_Action item_
The data that follows is to be given again, exactly as written.

_Data listing_
┄┄┄┄┄┄┄┄┄┄┄┄┄┄┄┄┄┄┄┄

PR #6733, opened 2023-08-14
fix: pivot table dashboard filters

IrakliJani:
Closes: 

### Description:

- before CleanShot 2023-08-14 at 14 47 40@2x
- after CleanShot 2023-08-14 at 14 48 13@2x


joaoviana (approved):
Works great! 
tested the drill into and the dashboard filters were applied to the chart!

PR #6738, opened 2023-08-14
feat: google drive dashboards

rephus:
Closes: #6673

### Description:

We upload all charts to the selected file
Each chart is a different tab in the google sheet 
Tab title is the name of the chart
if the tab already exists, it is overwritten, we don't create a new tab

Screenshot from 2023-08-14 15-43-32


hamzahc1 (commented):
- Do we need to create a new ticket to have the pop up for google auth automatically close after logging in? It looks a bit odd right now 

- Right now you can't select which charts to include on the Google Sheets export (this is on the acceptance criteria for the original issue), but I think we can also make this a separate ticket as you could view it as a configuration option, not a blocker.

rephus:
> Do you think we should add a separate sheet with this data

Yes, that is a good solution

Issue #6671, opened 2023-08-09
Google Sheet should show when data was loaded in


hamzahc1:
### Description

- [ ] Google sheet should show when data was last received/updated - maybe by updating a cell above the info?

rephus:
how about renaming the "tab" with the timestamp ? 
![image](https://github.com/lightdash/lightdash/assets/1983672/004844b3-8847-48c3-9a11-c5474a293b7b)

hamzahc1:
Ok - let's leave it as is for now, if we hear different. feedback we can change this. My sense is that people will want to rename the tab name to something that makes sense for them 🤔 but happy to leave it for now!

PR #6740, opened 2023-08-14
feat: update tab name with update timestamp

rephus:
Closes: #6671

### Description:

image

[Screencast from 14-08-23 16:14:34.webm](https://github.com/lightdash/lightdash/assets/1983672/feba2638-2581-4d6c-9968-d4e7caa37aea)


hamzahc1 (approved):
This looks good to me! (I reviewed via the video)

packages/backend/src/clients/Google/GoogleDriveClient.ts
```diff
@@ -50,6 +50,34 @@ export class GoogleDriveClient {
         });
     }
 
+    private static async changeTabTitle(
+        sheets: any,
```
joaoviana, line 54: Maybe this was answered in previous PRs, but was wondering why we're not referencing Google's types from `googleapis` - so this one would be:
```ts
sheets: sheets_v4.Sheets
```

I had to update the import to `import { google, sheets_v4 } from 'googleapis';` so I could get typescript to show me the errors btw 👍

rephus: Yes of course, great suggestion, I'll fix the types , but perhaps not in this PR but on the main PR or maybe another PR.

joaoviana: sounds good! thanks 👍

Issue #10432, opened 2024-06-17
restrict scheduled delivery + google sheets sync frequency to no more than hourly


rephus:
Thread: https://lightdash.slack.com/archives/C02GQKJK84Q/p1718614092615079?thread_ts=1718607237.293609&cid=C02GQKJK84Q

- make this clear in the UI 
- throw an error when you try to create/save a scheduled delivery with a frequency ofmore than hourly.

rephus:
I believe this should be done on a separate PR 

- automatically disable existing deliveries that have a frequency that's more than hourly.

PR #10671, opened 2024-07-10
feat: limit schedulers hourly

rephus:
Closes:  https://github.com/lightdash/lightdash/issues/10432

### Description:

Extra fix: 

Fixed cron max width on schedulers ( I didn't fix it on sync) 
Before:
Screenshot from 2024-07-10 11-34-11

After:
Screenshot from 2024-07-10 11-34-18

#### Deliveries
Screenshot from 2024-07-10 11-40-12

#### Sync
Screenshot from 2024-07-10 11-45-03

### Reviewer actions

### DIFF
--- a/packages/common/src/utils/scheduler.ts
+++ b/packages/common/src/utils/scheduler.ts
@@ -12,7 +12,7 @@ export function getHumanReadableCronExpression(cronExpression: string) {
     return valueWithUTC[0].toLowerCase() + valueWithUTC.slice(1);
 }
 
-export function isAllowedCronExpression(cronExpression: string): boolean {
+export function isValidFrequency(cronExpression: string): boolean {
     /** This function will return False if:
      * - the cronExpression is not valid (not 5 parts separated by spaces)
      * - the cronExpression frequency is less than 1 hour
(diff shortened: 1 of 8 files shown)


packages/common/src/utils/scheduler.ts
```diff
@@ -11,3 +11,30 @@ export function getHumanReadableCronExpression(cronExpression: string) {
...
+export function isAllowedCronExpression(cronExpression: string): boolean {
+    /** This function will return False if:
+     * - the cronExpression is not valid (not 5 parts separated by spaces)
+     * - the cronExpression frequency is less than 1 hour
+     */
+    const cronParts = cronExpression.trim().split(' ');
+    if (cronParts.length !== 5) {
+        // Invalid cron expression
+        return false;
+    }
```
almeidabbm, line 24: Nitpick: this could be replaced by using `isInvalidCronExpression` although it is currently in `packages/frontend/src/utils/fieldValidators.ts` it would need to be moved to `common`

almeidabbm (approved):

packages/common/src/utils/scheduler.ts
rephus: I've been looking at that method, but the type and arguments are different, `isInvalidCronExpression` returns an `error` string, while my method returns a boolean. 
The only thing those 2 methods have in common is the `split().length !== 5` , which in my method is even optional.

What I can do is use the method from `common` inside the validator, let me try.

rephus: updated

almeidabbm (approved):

┄┄┄┄┄┄┄┄┄┄┄┄┄┄┄┄┄┄┄┄

_Exercise solution_
PR #6733, opened 2023-08-14
fix: pivot table dashboard filters

IrakliJani:
Closes: 

### Description:

- before CleanShot 2023-08-14 at 14 47 40@2x
- after CleanShot 2023-08-14 at 14 48 13@2x


joaoviana (approved):
Works great! 
tested the drill into and the dashboard filters were applied to the chart!

PR #6738, opened 2023-08-14
feat: google drive dashboards

rephus:
Closes: #6673

### Description:

We upload all charts to the selected file
Each chart is a different tab in the google sheet 
Tab title is the name of the chart
if the tab already exists, it is overwritten, we don't create a new tab

Screenshot from 2023-08-14 15-43-32


hamzahc1 (commented):
- Do we need to create a new ticket to have the pop up for google auth automatically close after logging in? It looks a bit odd right now 

- Right now you can't select which charts to include on the Google Sheets export (this is on the acceptance criteria for the original issue), but I think we can also make this a separate ticket as you could view it as a configuration option, not a blocker.

rephus:
> Do you think we should add a separate sheet with this data

Yes, that is a good solution

Issue #6671, opened 2023-08-09
Google Sheet should show when data was loaded in


hamzahc1:
### Description

- [ ] Google sheet should show when data was last received/updated - maybe by updating a cell above the info?

rephus:
how about renaming the "tab" with the timestamp ? 
![image](https://github.com/lightdash/lightdash/assets/1983672/004844b3-8847-48c3-9a11-c5474a293b7b)

hamzahc1:
Ok - let's leave it as is for now, if we hear different. feedback we can change this. My sense is that people will want to rename the tab name to something that makes sense for them 🤔 but happy to leave it for now!

PR #6740, opened 2023-08-14
feat: update tab name with update timestamp

rephus:
Closes: #6671

### Description:

image

[Screencast from 14-08-23 16:14:34.webm](https://github.com/lightdash/lightdash/assets/1983672/feba2638-2581-4d6c-9968-d4e7caa37aea)


hamzahc1 (approved):
This looks good to me! (I reviewed via the video)

packages/backend/src/clients/Google/GoogleDriveClient.ts
```diff
@@ -50,6 +50,34 @@ export class GoogleDriveClient {
         });
     }
 
+    private static async changeTabTitle(
+        sheets: any,
```
joaoviana, line 54: Maybe this was answered in previous PRs, but was wondering why we're not referencing Google's types from `googleapis` - so this one would be:
```ts
sheets: sheets_v4.Sheets
```

I had to update the import to `import { google, sheets_v4 } from 'googleapis';` so I could get typescript to show me the errors btw 👍

rephus: Yes of course, great suggestion, I'll fix the types , but perhaps not in this PR but on the main PR or maybe another PR.

joaoviana: sounds good! thanks 👍

Issue #10432, opened 2024-06-17
restrict scheduled delivery + google sheets sync frequency to no more than hourly


rephus:
Thread: https://lightdash.slack.com/archives/C02GQKJK84Q/p1718614092615079?thread_ts=1718607237.293609&cid=C02GQKJK84Q

- make this clear in the UI 
- throw an error when you try to create/save a scheduled delivery with a frequency ofmore than hourly.

rephus:
I believe this should be done on a separate PR 

- automatically disable existing deliveries that have a frequency that's more than hourly.

PR #10671, opened 2024-07-10
feat: limit schedulers hourly

rephus:
Closes:  https://github.com/lightdash/lightdash/issues/10432

### Description:

Extra fix: 

Fixed cron max width on schedulers ( I didn't fix it on sync) 
Before:
Screenshot from 2024-07-10 11-34-11

After:
Screenshot from 2024-07-10 11-34-18

#### Deliveries
Screenshot from 2024-07-10 11-40-12

#### Sync
Screenshot from 2024-07-10 11-45-03

### Reviewer actions

### DIFF
--- a/packages/common/src/utils/scheduler.ts
+++ b/packages/common/src/utils/scheduler.ts
@@ -12,7 +12,7 @@ export function getHumanReadableCronExpression(cronExpression: string) {
     return valueWithUTC[0].toLowerCase() + valueWithUTC.slice(1);
 }
 
-export function isAllowedCronExpression(cronExpression: string): boolean {
+export function isValidFrequency(cronExpression: string): boolean {
     /** This function will return False if:
      * - the cronExpression is not valid (not 5 parts separated by spaces)
      * - the cronExpression frequency is less than 1 hour
(diff shortened: 1 of 8 files shown)


packages/common/src/utils/scheduler.ts
```diff
@@ -11,3 +11,30 @@ export function getHumanReadableCronExpression(cronExpression: string) {
...
+export function isAllowedCronExpression(cronExpression: string): boolean {
+    /** This function will return False if:
+     * - the cronExpression is not valid (not 5 parts separated by spaces)
+     * - the cronExpression frequency is less than 1 hour
+     */
+    const cronParts = cronExpression.trim().split(' ');
+    if (cronParts.length !== 5) {
+        // Invalid cron expression
+        return false;
+    }
```
almeidabbm, line 24: Nitpick: this could be replaced by using `isInvalidCronExpression` although it is currently in `packages/frontend/src/utils/fieldValidators.ts` it would need to be moved to `common`

almeidabbm (approved):

packages/common/src/utils/scheduler.ts
rephus: I've been looking at that method, but the type and arguments are different, `isInvalidCronExpression` returns an `error` string, while my method returns a boolean. 
The only thing those 2 methods have in common is the `split().length !== 5` , which in my method is even optional.

What I can do is use the method from `common` inside the validator, let me try.

rephus: updated

almeidabbm (approved):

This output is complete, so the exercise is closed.